● What is being asked
Return only the number of lines in the entries below that hold the word "nice".

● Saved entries
⁂

PR #96, opened 2023-08-24
Add round scroll bar option

jrmoulton:
This adds the option for a scroll bar to be rounded and makes that the default on macOS

Update: this now also 
1. changes the View style methods to take a base style in function argument
2. Moves the scroll bar styles to the View style and makes them apply to all children elements until override like font size

### DIFF
--- a/src/app_handle.rs
+++ b/src/app_handle.rs
@@ -302,6 +302,15 @@ impl<V: View> AppHandle<V> {
             saved_font_styles: Vec::new(),
             saved_line_heights: Vec::new(),
             saved_z_indexes: Vec::new(),
+            scroll_bar_color: None,
+            scroll_bar_rounded: None,
+            scroll_bar_thickness: None,
+            scroll_bar_edge_width: None,
+
+            saved_scroll_bar_colors: Vec::new(),
+            saved_scroll_bar_roundeds: Vec::new(),
+            saved_scroll_bar_thicknesses: Vec::new(),
+            saved_scroll_bar_edge_widths: Vec::new(),
         };
         cx.paint_state.renderer.as_mut().unwrap().begin();
         self.view.paint_main(&mut cx);
--- a/src/context.rs
+++ b/src/context.rs
@@ -681,6 +681,10 @@ pub struct LayoutCx<'a> {
     app_state: &'a mut AppState,
     pub(crate) viewport: Option<Rect>,
     pub(crate) color: Option<Color>,
+    pub(crate) scroll_bar_color: Option<Color>,
+    pub(crate) scroll_bar_rounded: Option<bool>,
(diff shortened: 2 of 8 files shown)


dzhou121:
Maybe let's create a `ScrollBarStyle` which has bar color, bar size, and radius etc.

jrmoulton:
I think this is good. I don't love having to import ScrollBarStyle and create a new instance of it to add it to the function. Something SwiftUI-esque like
```rust
.scroll_bar_style( .color(Color::GREEN) )
```

would be nice but I don't know of any way to do this so I think this is good enough

jrmoulton:
I guess this is possible...

```rust
    pub fn scroll_bar_style(
        self,
        style: impl Fn(ScrollBarStyle) -> ScrollBarStyle + 'static,
    ) -> Self {
        let id = self.id;
        create_effect(move |_| {
            let style = style(ScrollBarStyle::BASE);
            id.update_state(UpdateState::Style(style), false);
        });

        self
    }
```
and then
```rust
        .scroll_bar_style(|base| base.color(custom_scroll_bar_color()))
```

jrmoulton:
> and then
> 
> ```rust
>         .scroll_bar_style(|base| base.color(custom_scroll_bar_color()))
> ```

I actually really quite like this for styles. Would actually be a nice way to do View styles as well

jrmoulton:
#97 affects how this is viewed

dzhou121:
I agree. This is very nice. We could do the same for view style.

dzhou121:
On the scroll bar style, I feel like we need to put it in the view style and let it affect child views like the way font size does. So that you can only specify it once at the root. Still you have the ability to customise it at a child view.

jrmoulton:
> On the scroll bar style, I feel like we need to put it in the view style and let it affect child views like the way font size does. So that you can only specify it once at the root. Still you have the ability to customise it at a child view.

Ok. Looks like that's done by adding a current / saved value to the paint and a layout contexts?

dzhou121:
> > On the scroll bar style, I feel like we need to put it in the view style and let it affect child views like the way font size does. So that you can only specify it once at the root. Still you have the ability to customise it at a child view.
> 
> Ok. Looks like that's done by adding a current / saved value to the paint and a layout contexts?

Yes.

jrmoulton:
And when adding these to the view style should we keep them together (in a ScrollBarStyle) struct or separate them? Together seems better for the implementation but it'll be ugly to use

dzhou121:
Feels like we should seperate them since all other styles are "flat".

jrmoulton:
Minimal testing but does seem to work with applying to child views and overrides also work.This also switches the `style` method to take a Style and the BASE style is passed in

PR #920, opened 2025-10-12
Update theme - Please test / try out / give opinions

jrmoulton:
WIP theme update. 

image
image
image
image
image
image
image

### DIFF
--- a/examples/themes/src/main.rs
+++ b/examples/themes/src/main.rs
@@ -4,8 +4,8 @@ use floem::{
     peniko::{color::palette, Color},
     reactive::{create_signal, SignalGet, SignalUpdate},
     style::{
-        Background, BorderBottomColor, BorderLeftColor, BorderRightColor, BorderTopColor, Outline,
-        OutlineColor, Style, TextColor, Transition,
+        Background, BorderColorProp, BorderProp, Outline, OutlineColor, Style, TextColor,
+        Transition,
     },
     style_class,
     unit::DurationUnitExt,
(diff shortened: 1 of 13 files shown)


timsueberkrueb:
Looking great!

Here are some things I noticed:

image

Highlighting in dropdown (`widget-gallery`) doesn't seem to change with selection.

image

Disabled but selected radio button "Windows" (`widget-gallery`) looks odd. Looks fine in dark mode, though.

image

There are odd white corners in dark mode in the "DroppedFile" example (`widget-gallery`).

jrmoulton:
> Here are some things I noticed:

Thanks! Should be fixed now

jrmoulton:
This is close to being ready to merge but I need to find some way to do robust resolution of nested style maps. Currently support for some nested maps is supported but it's never clear what will or won't work.

jrmoulton:
This does now do recursive style map resolution. Somewhere along the way though I have made styling 10x slower... which is way too much. It's happening in `Style::apply_mut`. Style maps must be getting combined way more often than before and I need to find a way to reduce the number of times maps get combined and hopefully reuse maps

jrmoulton:
Ok it's actually only about 2x slower. which is still too much but not as bad as I thought. Need to find some way to track if a nested map actually has useful properties

jrmoulton:
This ended up being a massive PR. Styling with this complicated theme is naturally slower than before but I have made it so that full restyles are much less likely to happen and so, in general, styling performance should be improved overall. If you don't use complicated themes, styling should be just as fast as before. I have tried to carefully check that everything is working but it is likely that some things have broken. I also haven't implemented every suggestion to the default theme. For theme updates please open PRs to fix those things and for any bugs please open a PR or an issue.

PR #921, opened 2025-10-12
Improve vello performance and reliability

jrmoulton:
@execsuroot can you try this out?


jrmoulton:
This is a bit of an ugly hack but it works significantly better for vello. When we switch to using the anyrender abstraction, it will support vello style clips better and the code will look more consistent between renderers.

PR #944, opened 2025-10-26
Fix: Text input selection paint size

charlescgs:
This PR is adjusting text input selection paint size to cover better selected text and avoid clipping left edge of the selection:

### Examples
|     | Ex. 1 | Ex. 2 | Ex. 3 | Ex. 4 |
|--|--|--|--|--|
| **Before** |  | |  |  |
| **After** |  |  |  |  |

### DIFF
--- a/examples/widget-gallery/src/main.rs
+++ b/examples/widget-gallery/src/main.rs
@@ -77,9 +77,7 @@ fn app_view(window_id: WindowId) -> impl IntoView {
             _ => label(|| "Not implemented".to_owned()).into_any(),
         }
         .debug_name(it.to_string())
-    }.style(|s| s
-        .scale(150.pct())
-    );
+    };
 
     let tabs = RwSignal::new(tabs);
 


jrmoulton:
Does the text layout provide any other information that we should be using to better position the selection? just inflating the rect feels like a solution that will cause as many problems as it solves

charlescgs:
Hmm, this also seems to work:
```rust
let selection_rect = self
    .get_selection_rect(&node_layout, padding_left + 1.)
    .to_rounded_rect(border_radius);
cx.save();
// cx.clip(&self.id
//     .get_size()
//     .unwrap_or(Size::new(selection_rect.width(), selection_rect.height()))
//     .to_rect()
// );
cx.fill(&selection_rect, &cursor_color, 0.0);
cx.restore();
```
Clip does appear to do nothing here though..  🤔

jrmoulton:
It makes sense to have the clip in case there are rounded corners or some case where it would clip. 

I think we do want to actually fix this properly using info from the TextLayout

charlescgs:
Copy that, but I don't feel competent enough to do that, have looked briefly there and have no idea what is going on :D

One note on the side; this change affects only `text_input` widget, but not the editor, so scope for anything going wrong is very limited, I have tested this change quite extensively on every case I could think of and did not see any regress.

jrmoulton:
I think it used to have an inflate on it and I removed it some time ago because it was causing problems

PR #948, opened 2025-10-27
Add localization

charlescgs:


jrmoulton:
@charlescgs

jrmoulton:
sorry for the noise. ended up removing im since im_rc is preferred

jrmoulton:
also for safety I think I need to pin the struct since I am hacking lifetimes to allow for self referential stuff

jrmoulton:
@charlescgs I moved the module to be called localization

PR #956, opened 2025-11-01
Apply transform when deciding whether to propagate events

timsueberkrueb:
`EventCx::should_send` determines if an event should be propagated to a (child) view. Previously, this function didn't take the style transforms into account. This means, for example, that clicking the button in the `pan-zoom` example didn't have an effect if the transformed content had been moved away from its starting position.

With this PR, events should now be propagated properly even if style transformations have been applied.

<details>

[Screencast From 2025-11-01 17-12-29.webm](https://github.com/user-attachments/assets/2233feee-78f3-454c-88bd-f4f777572d87)

</details>

As far as I can tell, it seems to match the logic in `EventCx::offset_event` now; please double-check!

### DIFF
--- a/src/context.rs
+++ b/src/context.rs
@@ -515,6 +515,9 @@ impl EventCx<'_> {
             layout.location.x as f64,
             layout.location.y as f64,
         ));
+        // For that, we need to take any style transformations into account
+        let transform = id.state().borrow().transform;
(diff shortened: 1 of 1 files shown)


jrmoulton:
This looks good. I'll do some manual testing and then merge this later today

PR #957, opened 2025-11-01
Remove trailing whitespace and use LF over CRLF

timsueberkrueb:
This PR removes trailing whitespace from all text files. It also harmonizes the line-endings in `src/nav.rs` and `examples/webgpu/fonts/FiraSans-LICENSE` from `CRLF` to `LF` for consistency with the rest of the project.


jrmoulton:
Trailing whitespace in markdown will produce a line break. The trailing whitespace in markdown should either be left alone or replaced with an explicit line break.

⁂

● Answer box
3